Address
- P O Box 419-60400 Chuka, Kenya
- Coordinates: 0°20′53″S 37°38′37″E﻿ / ﻿0.347988°S 37.643666°E

Information
- Type: Public Mixed
- Motto: "Arise and Shine"
- Established: 1987
- Principal: Muthuri Mugambi
- Website: sites.google.com/site/kierenisecondaryschool

= Kiereni Secondary School =

Kiereni High School was started in 1987 by the Presbyterian Church of East Africa and the Community of Mugwe Location. The objective was to provide low cost schooling for the children from the local community and the surrounding districts.
The school offers education to boys and girls from form 1 to 4, and is mixed day and boarding. Initially the school admitted up to 160 students, and it has since grown to an enrollment of 594 students.

== Curriculum ==
The school is registered by the Ministry of Education in Kenya and offers the 8-4-4 curriculum leading to the award of the Kenya Certificate of Secondary Education as the final examination at the end of 4th year.
Co-curricular activities include games and sports, drama, music, science fair, swimming and many clubs.
In 2015 137 candidates sat for the certificate exam and 67 attained university entry points.
Staffing has improved from six government teachers in 2009 to 15 in 2016.
The school infrastructure has developed from 4 classrooms to 12.

== Management ==
The school is managed by a Board of Management appointed by the Minister for Education in conjunction with the sponsor and community leaders.
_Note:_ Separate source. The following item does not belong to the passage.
PR #911, opened 2016-12-05
Fix broken recipe that caused by HOMEPAGE

raefaldhia:


raefaldhia:
omg what happened to the commit mesage: "terminus_ttf: any architecture, disable source package"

Parents and teachers are represented on the board by a committee elected by the parents. The school performance in the national examinations has registered positive trends in the last 4 years with 2012 attaining a mean score of 6.8557 and 55 out of 97 candidates qualified for university admission. 30 of the 55 were admitted through JAB.

In 2012 the school acquired a bus at a cost of KSh.5.7 million/=. the bus is used to ferry students to activities such as drama, music, games and educational tours. The school has a link with the Center for International Voluntary Service, which send volunteers to various parts of the world.